→ **Task prompt**
Please copy every line of the data in which the string "approved" appears.

→ **Exercise data**
________________________________________
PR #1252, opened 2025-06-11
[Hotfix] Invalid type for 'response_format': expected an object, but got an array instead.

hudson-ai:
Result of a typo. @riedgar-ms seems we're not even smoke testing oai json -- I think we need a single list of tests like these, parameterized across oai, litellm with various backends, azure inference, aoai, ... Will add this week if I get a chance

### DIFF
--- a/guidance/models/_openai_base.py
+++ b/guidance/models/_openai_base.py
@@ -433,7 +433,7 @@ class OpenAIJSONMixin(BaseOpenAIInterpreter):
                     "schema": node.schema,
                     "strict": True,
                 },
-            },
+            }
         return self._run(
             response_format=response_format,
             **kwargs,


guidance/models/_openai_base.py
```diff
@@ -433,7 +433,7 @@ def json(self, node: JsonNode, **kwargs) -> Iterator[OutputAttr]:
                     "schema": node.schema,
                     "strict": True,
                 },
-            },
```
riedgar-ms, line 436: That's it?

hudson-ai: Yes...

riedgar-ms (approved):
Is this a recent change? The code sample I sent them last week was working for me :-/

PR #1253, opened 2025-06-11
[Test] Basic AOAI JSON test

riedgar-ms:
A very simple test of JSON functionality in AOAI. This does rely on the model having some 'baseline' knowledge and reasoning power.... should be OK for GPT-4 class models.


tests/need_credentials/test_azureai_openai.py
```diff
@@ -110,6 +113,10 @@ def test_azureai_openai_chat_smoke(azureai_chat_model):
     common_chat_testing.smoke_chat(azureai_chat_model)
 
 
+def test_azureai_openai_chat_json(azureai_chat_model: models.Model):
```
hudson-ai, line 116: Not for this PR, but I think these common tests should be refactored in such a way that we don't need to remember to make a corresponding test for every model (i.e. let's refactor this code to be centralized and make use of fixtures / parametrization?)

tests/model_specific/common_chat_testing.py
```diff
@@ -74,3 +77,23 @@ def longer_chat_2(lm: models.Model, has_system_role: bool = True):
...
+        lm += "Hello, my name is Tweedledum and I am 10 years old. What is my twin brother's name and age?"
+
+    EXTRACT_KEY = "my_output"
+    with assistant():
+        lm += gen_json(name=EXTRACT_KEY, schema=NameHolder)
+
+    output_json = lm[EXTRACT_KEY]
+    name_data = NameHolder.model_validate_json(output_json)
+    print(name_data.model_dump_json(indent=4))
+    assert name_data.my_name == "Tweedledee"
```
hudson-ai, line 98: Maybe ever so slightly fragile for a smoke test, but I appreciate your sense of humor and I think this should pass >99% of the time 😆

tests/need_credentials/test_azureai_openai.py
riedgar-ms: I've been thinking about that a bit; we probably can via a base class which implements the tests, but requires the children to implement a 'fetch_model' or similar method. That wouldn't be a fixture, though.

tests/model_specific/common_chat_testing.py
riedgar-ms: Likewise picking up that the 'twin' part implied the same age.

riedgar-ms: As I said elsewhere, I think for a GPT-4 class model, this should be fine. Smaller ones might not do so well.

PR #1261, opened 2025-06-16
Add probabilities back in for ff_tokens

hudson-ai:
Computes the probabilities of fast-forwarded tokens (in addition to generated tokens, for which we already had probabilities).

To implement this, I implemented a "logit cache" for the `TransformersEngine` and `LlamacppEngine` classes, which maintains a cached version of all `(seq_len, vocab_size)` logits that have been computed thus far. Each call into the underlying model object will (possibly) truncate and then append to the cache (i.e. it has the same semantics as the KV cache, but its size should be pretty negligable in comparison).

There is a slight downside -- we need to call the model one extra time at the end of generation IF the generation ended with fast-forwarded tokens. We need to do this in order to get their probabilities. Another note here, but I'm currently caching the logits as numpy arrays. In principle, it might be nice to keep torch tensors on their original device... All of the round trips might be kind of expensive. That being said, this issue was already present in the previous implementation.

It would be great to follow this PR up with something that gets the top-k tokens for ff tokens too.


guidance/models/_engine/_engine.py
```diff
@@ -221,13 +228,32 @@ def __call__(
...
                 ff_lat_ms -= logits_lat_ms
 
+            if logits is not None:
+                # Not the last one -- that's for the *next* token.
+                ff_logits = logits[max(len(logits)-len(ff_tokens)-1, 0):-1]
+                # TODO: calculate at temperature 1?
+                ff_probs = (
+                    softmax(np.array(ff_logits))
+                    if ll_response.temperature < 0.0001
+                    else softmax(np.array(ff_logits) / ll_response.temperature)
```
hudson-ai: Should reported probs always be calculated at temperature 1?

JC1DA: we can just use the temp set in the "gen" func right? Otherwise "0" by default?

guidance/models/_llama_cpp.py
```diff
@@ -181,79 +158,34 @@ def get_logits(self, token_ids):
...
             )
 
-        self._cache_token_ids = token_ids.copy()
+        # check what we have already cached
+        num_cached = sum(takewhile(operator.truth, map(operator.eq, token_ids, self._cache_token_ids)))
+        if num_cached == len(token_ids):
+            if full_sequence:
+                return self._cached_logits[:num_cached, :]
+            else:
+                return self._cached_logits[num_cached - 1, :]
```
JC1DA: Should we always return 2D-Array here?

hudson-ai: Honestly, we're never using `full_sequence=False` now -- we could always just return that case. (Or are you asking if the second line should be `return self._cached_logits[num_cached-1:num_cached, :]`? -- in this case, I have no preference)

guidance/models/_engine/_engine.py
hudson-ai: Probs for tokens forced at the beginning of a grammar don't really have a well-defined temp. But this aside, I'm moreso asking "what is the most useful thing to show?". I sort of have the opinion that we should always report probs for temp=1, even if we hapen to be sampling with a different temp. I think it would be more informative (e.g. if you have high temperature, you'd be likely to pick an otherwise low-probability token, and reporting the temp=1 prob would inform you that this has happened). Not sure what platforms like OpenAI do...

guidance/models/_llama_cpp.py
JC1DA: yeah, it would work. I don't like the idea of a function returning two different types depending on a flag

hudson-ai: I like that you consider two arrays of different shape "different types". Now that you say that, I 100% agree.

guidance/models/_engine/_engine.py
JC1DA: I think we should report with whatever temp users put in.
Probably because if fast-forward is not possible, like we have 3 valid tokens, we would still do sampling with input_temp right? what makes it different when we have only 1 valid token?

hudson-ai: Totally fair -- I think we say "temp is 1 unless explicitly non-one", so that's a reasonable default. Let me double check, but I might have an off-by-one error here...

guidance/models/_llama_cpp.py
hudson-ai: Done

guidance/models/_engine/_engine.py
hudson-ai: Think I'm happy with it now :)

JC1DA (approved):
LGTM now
________________________________________
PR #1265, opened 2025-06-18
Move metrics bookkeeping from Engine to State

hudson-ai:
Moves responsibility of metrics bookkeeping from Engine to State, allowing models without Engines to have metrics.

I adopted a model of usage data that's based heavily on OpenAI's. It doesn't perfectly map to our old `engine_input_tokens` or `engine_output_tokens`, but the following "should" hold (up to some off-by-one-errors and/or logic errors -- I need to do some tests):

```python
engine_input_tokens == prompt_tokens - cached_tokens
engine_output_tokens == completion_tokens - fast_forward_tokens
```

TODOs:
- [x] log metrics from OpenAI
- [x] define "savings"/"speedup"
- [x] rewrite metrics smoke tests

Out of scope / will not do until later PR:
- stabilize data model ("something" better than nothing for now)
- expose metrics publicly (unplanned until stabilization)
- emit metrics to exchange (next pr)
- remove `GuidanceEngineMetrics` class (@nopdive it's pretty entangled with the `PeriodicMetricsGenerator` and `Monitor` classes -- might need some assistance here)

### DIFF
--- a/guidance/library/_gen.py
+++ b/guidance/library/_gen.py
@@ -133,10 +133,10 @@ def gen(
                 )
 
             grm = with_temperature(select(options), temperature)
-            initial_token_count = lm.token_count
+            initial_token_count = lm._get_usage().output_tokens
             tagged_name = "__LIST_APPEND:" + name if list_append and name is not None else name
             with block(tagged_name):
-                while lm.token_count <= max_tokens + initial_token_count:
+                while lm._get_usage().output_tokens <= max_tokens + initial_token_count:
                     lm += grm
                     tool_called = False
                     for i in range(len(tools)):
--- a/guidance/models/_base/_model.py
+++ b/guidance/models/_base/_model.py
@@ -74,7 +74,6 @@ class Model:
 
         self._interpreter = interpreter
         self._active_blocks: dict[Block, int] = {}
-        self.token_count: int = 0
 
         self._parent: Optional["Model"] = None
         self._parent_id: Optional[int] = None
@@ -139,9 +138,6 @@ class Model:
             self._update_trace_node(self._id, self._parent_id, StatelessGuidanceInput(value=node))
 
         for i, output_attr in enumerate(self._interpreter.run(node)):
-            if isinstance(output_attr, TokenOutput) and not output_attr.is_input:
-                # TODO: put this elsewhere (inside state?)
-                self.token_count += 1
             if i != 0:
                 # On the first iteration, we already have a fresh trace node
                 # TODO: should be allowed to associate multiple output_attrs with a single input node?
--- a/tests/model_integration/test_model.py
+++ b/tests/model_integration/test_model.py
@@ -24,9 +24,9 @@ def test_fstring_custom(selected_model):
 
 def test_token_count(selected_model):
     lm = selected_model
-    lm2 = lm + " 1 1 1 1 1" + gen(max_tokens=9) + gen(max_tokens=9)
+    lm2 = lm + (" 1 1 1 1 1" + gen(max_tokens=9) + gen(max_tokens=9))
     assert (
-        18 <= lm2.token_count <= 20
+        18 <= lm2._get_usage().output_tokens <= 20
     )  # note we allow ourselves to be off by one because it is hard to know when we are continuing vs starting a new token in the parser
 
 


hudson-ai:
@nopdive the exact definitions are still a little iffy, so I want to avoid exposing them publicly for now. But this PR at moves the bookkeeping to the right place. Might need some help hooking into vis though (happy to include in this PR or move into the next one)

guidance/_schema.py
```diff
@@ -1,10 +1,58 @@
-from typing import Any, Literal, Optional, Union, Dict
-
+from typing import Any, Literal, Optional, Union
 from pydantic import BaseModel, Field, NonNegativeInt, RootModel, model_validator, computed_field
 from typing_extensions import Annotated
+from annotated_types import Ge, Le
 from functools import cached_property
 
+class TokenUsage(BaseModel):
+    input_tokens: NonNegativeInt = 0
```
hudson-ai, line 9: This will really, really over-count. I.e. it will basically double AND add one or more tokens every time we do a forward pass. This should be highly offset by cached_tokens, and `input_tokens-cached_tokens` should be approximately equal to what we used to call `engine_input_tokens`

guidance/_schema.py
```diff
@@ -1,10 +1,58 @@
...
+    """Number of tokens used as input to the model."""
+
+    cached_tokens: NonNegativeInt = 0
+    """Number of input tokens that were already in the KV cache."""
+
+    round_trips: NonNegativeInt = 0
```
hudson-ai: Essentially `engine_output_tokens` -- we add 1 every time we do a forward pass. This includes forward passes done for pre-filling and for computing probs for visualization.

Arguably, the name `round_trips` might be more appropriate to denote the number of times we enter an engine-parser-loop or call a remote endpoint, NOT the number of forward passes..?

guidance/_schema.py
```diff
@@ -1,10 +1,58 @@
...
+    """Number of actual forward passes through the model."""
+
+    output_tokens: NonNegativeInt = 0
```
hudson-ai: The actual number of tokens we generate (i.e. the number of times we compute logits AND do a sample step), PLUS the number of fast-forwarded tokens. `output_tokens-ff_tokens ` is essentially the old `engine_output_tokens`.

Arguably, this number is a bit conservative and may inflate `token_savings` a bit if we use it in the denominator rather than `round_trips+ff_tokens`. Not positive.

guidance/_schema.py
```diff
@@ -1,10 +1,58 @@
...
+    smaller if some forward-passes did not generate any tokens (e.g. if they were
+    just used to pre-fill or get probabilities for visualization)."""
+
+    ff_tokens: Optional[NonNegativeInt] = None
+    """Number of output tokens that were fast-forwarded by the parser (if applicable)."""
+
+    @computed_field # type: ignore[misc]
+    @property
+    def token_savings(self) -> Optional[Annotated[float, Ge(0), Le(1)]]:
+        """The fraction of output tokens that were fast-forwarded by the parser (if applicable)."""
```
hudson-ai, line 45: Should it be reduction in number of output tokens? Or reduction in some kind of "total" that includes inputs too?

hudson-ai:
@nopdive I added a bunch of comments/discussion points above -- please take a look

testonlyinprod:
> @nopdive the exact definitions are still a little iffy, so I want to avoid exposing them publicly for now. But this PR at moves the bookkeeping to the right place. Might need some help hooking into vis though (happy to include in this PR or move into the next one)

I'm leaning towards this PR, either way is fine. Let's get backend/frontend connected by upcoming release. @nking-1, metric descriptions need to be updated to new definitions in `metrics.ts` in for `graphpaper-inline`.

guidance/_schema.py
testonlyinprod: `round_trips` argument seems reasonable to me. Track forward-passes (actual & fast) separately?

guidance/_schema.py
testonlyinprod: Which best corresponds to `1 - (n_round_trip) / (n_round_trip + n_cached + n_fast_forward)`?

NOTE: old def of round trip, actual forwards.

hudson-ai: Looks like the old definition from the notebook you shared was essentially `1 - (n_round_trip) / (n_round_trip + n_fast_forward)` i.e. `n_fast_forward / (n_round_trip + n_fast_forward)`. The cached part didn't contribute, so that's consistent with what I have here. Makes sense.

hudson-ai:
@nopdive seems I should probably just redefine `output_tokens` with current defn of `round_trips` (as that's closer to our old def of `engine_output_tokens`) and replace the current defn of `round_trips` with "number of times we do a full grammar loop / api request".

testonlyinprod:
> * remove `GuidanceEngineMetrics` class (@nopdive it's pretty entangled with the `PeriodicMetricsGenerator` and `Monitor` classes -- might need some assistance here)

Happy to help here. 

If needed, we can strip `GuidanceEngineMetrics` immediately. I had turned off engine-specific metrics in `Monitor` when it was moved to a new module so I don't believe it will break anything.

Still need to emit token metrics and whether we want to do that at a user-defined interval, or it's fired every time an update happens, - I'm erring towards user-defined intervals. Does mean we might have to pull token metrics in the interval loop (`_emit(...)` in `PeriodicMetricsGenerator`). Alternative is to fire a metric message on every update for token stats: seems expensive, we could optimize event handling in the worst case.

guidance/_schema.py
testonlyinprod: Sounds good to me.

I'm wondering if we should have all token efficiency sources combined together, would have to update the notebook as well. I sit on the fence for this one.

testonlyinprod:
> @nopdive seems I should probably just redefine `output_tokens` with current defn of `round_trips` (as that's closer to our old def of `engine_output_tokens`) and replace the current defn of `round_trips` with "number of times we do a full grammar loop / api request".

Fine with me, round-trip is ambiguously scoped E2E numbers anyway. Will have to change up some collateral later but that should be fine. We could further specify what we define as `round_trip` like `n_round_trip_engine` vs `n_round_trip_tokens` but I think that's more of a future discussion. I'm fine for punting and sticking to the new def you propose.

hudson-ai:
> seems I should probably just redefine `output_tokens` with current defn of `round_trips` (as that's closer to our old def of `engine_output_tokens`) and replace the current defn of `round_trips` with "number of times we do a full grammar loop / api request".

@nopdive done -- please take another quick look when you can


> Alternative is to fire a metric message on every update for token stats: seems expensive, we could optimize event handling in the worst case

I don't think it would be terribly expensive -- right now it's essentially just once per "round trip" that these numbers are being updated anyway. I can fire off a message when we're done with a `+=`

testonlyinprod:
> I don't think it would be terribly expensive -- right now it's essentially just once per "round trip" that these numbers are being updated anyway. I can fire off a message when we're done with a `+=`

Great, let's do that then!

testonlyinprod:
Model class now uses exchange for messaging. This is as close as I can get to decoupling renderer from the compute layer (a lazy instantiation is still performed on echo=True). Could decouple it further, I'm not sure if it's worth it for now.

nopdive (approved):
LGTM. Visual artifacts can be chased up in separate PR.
________________________________________
→ **Exercise solution**
riedgar-ms (approved):
JC1DA (approved):
nopdive (approved):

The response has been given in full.